◆ Saved entries
Content starts

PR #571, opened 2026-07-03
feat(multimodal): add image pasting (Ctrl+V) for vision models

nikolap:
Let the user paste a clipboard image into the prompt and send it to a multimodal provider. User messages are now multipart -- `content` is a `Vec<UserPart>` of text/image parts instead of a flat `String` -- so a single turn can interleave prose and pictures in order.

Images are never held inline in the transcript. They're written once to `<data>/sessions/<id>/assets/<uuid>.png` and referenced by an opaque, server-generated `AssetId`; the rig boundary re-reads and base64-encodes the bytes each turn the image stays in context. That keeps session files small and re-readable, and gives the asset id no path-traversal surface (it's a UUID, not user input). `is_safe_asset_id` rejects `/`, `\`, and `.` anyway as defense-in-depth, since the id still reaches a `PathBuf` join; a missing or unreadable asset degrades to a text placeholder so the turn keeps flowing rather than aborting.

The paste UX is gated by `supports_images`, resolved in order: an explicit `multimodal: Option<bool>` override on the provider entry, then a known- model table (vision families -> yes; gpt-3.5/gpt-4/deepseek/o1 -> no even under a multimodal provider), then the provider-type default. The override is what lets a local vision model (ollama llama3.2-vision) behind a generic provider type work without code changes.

Content ends
Content starts

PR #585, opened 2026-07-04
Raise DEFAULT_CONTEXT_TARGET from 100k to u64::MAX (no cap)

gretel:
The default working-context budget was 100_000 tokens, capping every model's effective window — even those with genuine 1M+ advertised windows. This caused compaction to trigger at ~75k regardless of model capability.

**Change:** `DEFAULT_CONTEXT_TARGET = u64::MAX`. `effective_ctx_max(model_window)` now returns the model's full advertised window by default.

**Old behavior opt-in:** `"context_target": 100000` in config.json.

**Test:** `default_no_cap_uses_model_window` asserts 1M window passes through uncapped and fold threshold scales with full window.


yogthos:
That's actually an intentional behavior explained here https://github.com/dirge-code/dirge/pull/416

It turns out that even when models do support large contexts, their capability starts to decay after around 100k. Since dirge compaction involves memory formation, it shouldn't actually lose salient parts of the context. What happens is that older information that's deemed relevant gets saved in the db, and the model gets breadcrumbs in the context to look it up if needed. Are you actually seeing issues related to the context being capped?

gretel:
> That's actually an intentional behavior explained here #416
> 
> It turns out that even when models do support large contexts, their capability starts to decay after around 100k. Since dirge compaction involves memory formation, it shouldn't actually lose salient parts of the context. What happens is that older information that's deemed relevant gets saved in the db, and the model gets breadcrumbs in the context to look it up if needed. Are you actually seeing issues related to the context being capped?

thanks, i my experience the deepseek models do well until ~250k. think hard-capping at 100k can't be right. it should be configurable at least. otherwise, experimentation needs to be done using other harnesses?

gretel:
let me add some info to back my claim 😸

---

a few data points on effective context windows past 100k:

Content ends

Filter the entries above and copy only the lines that hold "advertised".

The default working-context budget was 100_000 tokens, capping every model's effective window — even those with genuine 1M+ advertised windows. This caused compaction to trigger at ~75k regardless of model capability.
**Change:** `DEFAULT_CONTEXT_TARGET = u64::MAX`. `effective_ctx_max(model_window)` now returns the model's full advertised window by default.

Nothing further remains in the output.